- Stored items:
——

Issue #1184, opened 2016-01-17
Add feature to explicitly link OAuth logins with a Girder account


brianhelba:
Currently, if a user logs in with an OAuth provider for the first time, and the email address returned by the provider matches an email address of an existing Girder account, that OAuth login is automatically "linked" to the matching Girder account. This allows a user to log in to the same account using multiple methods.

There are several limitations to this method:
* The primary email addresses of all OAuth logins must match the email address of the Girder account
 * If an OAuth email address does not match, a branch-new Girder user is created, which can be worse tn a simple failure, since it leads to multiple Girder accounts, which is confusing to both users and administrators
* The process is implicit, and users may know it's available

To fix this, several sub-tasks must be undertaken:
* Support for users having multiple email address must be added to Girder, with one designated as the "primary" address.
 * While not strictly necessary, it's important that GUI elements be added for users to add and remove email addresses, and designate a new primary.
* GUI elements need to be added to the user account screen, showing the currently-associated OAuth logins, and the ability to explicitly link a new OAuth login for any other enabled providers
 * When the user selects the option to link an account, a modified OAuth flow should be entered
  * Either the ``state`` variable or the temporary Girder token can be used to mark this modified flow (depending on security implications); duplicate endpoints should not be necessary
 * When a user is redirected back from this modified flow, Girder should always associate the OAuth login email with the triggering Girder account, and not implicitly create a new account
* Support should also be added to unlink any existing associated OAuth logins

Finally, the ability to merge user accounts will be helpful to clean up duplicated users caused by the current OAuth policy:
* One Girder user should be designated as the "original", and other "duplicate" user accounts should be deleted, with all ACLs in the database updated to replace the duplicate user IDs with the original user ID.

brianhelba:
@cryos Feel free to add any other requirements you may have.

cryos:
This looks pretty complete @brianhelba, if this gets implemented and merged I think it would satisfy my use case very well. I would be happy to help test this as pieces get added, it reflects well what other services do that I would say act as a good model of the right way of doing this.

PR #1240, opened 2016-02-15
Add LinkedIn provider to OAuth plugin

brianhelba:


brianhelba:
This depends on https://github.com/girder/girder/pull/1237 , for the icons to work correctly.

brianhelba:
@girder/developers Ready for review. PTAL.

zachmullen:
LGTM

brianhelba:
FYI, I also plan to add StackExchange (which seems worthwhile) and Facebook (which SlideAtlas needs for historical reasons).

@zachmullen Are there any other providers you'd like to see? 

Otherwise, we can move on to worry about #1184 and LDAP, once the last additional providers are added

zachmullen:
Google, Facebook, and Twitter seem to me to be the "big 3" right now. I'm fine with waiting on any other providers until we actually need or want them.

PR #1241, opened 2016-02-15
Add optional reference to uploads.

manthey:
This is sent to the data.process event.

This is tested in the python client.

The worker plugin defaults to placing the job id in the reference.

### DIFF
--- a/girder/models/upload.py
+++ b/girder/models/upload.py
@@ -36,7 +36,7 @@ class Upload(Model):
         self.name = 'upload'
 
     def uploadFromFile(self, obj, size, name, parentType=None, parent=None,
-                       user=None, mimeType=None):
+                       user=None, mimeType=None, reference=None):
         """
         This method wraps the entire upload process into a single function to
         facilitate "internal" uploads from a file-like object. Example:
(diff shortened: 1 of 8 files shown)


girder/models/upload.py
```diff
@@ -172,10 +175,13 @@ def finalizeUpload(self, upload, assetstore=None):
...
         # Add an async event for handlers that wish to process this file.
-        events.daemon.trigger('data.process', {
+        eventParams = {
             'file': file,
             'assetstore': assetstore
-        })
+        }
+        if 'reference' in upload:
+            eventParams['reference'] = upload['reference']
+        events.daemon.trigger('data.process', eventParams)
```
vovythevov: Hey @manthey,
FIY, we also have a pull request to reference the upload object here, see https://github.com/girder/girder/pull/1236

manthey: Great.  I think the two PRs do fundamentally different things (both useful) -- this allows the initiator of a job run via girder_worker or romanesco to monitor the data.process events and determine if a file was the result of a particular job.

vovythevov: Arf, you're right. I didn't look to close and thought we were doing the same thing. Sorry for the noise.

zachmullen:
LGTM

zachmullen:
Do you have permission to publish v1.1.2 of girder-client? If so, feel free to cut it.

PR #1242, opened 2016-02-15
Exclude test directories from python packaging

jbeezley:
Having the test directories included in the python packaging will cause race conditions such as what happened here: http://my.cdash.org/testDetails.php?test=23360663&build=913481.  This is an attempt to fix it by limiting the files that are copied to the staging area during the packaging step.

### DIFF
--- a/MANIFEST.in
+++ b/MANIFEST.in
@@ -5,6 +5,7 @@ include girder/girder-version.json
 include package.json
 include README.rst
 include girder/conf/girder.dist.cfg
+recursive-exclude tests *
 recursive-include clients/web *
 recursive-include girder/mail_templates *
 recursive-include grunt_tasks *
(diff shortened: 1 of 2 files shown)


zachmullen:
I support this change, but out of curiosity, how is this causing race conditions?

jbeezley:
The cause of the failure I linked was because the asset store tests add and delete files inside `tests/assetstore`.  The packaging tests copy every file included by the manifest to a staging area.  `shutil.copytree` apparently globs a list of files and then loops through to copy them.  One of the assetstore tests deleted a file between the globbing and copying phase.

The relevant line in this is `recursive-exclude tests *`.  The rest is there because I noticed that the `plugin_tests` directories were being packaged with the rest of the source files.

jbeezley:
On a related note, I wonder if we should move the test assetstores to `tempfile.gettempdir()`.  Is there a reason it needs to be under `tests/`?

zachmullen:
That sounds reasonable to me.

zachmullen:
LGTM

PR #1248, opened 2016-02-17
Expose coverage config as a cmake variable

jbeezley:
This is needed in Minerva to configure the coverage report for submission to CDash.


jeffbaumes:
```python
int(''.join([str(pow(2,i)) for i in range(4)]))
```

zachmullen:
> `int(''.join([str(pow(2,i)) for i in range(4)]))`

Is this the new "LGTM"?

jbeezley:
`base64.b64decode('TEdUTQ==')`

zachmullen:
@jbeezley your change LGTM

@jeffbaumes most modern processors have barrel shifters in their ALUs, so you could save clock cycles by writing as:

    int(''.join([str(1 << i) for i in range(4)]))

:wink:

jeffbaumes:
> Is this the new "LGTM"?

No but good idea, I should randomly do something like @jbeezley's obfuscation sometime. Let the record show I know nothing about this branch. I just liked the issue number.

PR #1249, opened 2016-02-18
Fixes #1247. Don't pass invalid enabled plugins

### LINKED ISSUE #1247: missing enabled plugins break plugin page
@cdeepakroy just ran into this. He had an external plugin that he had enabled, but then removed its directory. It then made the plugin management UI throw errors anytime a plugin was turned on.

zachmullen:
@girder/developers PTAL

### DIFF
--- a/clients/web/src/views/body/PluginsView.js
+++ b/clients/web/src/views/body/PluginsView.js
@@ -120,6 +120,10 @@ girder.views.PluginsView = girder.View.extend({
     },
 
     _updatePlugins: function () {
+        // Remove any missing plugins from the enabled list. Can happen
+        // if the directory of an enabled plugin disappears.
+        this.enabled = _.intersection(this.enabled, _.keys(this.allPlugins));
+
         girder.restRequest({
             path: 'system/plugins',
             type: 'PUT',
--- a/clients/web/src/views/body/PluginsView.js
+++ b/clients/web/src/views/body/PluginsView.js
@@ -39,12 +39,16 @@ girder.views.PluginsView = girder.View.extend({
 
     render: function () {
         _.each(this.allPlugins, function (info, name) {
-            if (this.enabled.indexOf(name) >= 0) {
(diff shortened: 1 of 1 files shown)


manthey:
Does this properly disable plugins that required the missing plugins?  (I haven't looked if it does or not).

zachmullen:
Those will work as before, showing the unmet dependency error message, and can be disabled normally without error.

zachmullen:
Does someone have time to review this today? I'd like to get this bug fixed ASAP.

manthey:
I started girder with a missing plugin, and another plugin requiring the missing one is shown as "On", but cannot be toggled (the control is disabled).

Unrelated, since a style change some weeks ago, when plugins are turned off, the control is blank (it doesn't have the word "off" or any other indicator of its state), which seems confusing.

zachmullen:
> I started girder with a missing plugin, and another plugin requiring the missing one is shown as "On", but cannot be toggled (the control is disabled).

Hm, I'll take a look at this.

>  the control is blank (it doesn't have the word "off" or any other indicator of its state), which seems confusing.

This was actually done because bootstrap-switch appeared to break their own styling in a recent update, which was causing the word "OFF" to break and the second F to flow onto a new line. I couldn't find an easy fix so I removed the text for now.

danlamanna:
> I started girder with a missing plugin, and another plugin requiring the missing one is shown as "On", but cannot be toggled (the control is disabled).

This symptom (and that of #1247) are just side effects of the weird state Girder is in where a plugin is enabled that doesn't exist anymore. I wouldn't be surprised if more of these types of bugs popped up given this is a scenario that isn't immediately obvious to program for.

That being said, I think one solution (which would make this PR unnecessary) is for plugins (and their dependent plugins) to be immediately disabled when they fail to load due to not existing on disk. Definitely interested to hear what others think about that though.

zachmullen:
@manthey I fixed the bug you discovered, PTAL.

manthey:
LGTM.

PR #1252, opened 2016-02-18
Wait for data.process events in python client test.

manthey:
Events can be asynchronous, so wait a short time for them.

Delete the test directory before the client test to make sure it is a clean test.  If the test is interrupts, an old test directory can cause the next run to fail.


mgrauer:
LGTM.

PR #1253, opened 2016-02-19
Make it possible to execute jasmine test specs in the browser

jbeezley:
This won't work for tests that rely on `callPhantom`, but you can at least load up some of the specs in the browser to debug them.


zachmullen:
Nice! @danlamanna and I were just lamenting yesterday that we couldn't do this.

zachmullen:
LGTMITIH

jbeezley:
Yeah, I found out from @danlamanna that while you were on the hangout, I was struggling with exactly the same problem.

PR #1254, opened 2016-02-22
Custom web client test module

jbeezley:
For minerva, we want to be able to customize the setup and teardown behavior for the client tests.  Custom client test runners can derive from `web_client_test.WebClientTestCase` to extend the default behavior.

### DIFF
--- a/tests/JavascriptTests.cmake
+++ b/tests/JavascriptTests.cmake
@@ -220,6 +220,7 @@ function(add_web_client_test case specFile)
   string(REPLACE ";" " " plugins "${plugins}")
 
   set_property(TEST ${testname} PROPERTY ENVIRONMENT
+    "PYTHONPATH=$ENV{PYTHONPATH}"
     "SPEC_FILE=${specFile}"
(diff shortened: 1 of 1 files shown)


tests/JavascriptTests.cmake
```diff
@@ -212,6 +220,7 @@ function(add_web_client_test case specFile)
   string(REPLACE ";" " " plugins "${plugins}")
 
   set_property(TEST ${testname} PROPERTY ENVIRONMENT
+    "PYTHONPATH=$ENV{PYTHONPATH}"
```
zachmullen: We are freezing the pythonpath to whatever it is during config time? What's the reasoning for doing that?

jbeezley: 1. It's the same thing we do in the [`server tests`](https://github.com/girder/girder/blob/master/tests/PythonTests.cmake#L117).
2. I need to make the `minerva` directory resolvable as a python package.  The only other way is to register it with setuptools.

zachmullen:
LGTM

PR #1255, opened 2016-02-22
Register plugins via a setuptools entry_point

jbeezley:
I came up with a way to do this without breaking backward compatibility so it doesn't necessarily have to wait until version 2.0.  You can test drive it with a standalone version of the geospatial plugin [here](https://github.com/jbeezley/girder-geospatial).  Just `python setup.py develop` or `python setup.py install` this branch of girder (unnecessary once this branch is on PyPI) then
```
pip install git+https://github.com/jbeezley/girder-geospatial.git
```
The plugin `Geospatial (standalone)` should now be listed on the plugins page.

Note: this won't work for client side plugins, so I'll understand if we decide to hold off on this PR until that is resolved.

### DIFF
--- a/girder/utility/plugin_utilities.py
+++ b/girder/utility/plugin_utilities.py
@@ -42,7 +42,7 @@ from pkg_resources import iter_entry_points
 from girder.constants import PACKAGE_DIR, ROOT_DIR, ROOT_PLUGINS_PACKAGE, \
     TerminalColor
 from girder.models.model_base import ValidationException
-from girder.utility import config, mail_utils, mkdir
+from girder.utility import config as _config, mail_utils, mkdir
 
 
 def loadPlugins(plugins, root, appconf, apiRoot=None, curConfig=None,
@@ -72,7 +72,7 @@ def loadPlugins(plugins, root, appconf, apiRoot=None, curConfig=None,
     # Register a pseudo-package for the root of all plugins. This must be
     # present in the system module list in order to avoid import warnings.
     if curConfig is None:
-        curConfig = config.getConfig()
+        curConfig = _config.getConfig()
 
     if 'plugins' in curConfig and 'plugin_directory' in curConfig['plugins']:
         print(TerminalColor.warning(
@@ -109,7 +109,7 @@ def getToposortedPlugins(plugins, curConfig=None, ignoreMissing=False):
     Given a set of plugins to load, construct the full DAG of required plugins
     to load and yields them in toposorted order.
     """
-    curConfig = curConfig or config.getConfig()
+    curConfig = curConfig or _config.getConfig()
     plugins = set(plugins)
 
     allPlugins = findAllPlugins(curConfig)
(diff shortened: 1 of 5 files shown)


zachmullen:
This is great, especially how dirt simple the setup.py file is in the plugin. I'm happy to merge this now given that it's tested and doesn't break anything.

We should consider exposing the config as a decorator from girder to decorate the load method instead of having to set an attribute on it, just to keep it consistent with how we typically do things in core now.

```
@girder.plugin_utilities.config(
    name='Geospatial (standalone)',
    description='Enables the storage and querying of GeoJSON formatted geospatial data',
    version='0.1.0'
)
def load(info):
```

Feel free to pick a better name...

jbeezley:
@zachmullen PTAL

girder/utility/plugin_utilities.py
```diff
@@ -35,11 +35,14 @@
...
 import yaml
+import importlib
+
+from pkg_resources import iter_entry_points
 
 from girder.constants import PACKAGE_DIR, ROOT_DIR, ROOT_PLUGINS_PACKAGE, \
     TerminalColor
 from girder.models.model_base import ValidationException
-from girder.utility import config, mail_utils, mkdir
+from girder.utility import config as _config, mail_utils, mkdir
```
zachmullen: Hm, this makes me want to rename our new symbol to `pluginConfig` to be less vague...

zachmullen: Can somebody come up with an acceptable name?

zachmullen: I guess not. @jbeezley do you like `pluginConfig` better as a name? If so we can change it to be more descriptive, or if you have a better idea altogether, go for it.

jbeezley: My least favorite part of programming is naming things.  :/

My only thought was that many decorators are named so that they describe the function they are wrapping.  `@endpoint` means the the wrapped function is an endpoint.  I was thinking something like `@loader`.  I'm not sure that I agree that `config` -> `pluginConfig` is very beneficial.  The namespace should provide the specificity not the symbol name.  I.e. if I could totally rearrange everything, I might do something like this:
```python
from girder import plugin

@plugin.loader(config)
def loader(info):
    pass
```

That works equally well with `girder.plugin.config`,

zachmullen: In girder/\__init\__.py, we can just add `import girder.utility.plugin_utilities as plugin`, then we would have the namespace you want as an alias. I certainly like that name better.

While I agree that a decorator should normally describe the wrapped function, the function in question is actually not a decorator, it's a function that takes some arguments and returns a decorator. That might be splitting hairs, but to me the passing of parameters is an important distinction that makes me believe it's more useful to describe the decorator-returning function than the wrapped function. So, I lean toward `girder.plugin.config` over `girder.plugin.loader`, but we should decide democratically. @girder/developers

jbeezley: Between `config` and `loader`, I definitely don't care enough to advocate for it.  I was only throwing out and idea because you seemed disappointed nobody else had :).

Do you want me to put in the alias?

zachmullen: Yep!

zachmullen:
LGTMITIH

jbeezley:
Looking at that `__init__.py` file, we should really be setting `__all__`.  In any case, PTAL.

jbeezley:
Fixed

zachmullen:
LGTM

——

Would you print, exactly as written, every line above from the one holding "The relevant line" through the one holding "### LINKED ISSUE", with both included and no other lines?

The relevant line in this is `recursive-exclude tests *`.  The rest is there because I noticed that the `plugin_tests` directories were being packaged with the rest of the source files.

jbeezley:
On a related note, I wonder if we should move the test assetstores to `tempfile.gettempdir()`.  Is there a reason it needs to be under `tests/`?

zachmullen:
That sounds reasonable to me.

zachmullen:
LGTM

PR #1248, opened 2016-02-17
Expose coverage config as a cmake variable

jbeezley:
This is needed in Minerva to configure the coverage report for submission to CDash.


jeffbaumes:
```python
int(''.join([str(pow(2,i)) for i in range(4)]))
```

zachmullen:
> `int(''.join([str(pow(2,i)) for i in range(4)]))`

Is this the new "LGTM"?

jbeezley:
`base64.b64decode('TEdUTQ==')`

zachmullen:
@jbeezley your change LGTM

@jeffbaumes most modern processors have barrel shifters in their ALUs, so you could save clock cycles by writing as:

    int(''.join([str(1 << i) for i in range(4)]))

:wink:

jeffbaumes:
> Is this the new "LGTM"?

No but good idea, I should randomly do something like @jbeezley's obfuscation sometime. Let the record show I know nothing about this branch. I just liked the issue number.

PR #1249, opened 2016-02-18
Fixes #1247. Don't pass invalid enabled plugins

### LINKED ISSUE #1247: missing enabled plugins break plugin page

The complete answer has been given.